Your objective
Check each line of the data for "CombineMultipleAlgorithms" and select those that have it.

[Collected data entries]
--------------------------------------------------

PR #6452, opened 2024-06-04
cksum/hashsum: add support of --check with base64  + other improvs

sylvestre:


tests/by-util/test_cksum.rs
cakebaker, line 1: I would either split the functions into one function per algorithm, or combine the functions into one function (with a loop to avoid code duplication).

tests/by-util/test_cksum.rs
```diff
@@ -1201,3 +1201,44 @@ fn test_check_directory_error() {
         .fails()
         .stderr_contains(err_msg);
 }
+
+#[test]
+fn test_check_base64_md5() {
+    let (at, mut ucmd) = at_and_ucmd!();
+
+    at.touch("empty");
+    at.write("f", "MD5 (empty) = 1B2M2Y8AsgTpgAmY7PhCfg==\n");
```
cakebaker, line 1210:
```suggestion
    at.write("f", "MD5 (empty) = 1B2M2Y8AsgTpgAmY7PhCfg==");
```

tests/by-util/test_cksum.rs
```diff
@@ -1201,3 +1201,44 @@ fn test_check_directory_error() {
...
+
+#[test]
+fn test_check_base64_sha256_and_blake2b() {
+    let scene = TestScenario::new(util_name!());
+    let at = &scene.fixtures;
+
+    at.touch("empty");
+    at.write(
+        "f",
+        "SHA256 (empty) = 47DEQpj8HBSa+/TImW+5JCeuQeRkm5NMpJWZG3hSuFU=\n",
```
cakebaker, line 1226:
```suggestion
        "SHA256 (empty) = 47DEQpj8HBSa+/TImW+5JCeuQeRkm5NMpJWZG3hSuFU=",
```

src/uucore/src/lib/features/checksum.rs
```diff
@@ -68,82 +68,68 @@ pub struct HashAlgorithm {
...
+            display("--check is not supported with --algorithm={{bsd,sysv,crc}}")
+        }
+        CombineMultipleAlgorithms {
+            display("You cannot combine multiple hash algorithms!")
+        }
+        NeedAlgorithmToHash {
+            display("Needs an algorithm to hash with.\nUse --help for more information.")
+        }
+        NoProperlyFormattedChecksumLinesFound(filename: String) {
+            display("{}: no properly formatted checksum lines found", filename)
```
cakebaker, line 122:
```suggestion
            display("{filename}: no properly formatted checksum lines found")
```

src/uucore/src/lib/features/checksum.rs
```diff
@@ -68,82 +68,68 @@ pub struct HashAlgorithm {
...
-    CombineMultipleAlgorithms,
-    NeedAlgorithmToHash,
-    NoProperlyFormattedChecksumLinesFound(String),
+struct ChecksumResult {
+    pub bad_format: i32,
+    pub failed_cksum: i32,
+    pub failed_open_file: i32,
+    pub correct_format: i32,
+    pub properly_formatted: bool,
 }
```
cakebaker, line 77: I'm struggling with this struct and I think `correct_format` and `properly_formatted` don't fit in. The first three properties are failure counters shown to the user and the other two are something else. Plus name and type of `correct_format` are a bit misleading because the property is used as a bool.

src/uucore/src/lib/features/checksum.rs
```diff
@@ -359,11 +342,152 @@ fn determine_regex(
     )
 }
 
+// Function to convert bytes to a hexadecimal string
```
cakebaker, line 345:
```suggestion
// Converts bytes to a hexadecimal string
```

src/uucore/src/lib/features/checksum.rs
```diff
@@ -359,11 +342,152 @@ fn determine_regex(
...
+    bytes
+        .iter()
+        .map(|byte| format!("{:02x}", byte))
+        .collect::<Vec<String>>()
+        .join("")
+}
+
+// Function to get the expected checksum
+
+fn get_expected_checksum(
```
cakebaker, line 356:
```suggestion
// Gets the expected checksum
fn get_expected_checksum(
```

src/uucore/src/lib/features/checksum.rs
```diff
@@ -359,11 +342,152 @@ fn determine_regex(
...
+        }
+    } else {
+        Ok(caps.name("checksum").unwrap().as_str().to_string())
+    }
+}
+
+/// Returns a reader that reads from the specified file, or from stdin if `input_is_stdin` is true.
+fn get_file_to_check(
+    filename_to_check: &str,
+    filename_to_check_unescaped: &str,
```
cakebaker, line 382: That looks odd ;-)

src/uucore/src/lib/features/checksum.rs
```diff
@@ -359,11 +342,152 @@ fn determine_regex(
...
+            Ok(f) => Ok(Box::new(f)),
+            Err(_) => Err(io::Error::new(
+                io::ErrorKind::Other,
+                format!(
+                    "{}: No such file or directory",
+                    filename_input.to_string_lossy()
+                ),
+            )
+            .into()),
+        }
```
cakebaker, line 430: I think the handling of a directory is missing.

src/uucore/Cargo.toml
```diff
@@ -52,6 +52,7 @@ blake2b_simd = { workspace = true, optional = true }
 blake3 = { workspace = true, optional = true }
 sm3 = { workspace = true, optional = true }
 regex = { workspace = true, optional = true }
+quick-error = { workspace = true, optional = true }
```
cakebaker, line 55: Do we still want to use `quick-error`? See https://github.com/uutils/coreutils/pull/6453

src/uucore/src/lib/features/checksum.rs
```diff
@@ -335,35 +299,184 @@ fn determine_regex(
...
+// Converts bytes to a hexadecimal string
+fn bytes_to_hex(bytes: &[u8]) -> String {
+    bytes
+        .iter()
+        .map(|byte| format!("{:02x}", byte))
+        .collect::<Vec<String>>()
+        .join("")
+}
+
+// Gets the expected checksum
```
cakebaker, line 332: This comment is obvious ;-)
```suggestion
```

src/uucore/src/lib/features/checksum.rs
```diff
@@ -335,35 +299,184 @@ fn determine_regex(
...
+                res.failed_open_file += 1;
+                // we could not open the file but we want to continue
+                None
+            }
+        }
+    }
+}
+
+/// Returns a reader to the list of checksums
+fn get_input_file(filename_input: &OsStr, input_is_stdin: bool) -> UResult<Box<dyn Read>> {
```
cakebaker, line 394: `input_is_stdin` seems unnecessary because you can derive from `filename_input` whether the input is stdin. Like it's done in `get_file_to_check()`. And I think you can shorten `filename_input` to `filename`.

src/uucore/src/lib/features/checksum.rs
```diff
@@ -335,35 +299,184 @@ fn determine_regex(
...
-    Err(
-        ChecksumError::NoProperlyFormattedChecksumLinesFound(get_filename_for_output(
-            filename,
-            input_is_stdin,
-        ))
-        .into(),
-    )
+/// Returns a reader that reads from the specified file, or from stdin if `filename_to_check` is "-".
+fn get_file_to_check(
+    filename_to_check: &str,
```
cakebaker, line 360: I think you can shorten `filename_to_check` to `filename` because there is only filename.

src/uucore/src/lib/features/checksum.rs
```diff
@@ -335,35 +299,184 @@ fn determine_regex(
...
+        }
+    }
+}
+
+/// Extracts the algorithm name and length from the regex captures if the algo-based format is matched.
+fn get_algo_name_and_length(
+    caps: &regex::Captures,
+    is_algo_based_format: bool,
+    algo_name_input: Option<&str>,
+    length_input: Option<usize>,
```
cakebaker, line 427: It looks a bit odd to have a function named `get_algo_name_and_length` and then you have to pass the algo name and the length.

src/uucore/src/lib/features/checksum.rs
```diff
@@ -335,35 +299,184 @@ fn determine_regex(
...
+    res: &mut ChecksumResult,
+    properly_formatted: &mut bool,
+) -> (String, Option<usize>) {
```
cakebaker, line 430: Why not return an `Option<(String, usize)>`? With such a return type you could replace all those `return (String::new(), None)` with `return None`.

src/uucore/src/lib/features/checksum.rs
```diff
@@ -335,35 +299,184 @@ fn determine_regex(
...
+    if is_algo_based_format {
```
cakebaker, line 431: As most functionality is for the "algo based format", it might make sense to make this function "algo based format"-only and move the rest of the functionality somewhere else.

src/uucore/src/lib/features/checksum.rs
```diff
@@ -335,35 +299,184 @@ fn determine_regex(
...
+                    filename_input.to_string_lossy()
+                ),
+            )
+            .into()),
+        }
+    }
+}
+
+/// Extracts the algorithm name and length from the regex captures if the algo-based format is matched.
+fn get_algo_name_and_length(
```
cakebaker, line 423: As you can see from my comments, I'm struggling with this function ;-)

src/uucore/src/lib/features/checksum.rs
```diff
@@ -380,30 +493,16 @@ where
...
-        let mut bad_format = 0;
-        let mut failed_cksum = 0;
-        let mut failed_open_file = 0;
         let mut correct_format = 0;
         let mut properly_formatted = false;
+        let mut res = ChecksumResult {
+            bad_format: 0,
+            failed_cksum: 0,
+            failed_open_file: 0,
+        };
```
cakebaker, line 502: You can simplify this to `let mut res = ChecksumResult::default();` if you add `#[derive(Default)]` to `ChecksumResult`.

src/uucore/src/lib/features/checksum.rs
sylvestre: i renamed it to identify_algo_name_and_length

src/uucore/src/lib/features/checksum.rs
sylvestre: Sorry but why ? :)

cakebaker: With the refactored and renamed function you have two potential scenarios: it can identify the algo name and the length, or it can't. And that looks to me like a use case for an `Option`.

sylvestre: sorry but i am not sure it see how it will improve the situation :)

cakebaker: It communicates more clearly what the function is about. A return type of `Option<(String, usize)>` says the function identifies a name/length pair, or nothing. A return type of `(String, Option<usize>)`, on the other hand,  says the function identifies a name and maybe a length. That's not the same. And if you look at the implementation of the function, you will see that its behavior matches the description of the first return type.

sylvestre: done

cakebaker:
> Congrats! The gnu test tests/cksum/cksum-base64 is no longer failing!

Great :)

--------------------------------------------------

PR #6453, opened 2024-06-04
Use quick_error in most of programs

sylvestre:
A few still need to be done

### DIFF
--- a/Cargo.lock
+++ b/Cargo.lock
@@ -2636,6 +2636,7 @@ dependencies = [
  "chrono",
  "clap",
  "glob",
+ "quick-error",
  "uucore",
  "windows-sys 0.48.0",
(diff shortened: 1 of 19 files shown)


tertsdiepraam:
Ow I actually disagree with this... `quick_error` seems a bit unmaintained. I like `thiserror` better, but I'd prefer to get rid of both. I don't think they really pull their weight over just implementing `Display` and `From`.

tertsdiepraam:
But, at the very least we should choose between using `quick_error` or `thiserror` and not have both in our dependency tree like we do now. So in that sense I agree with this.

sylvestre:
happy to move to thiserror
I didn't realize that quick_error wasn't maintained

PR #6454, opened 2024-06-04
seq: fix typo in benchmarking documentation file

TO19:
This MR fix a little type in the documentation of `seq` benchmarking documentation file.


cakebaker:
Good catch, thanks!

--------------------------------------------------

Response
+        CombineMultipleAlgorithms {
-    CombineMultipleAlgorithms,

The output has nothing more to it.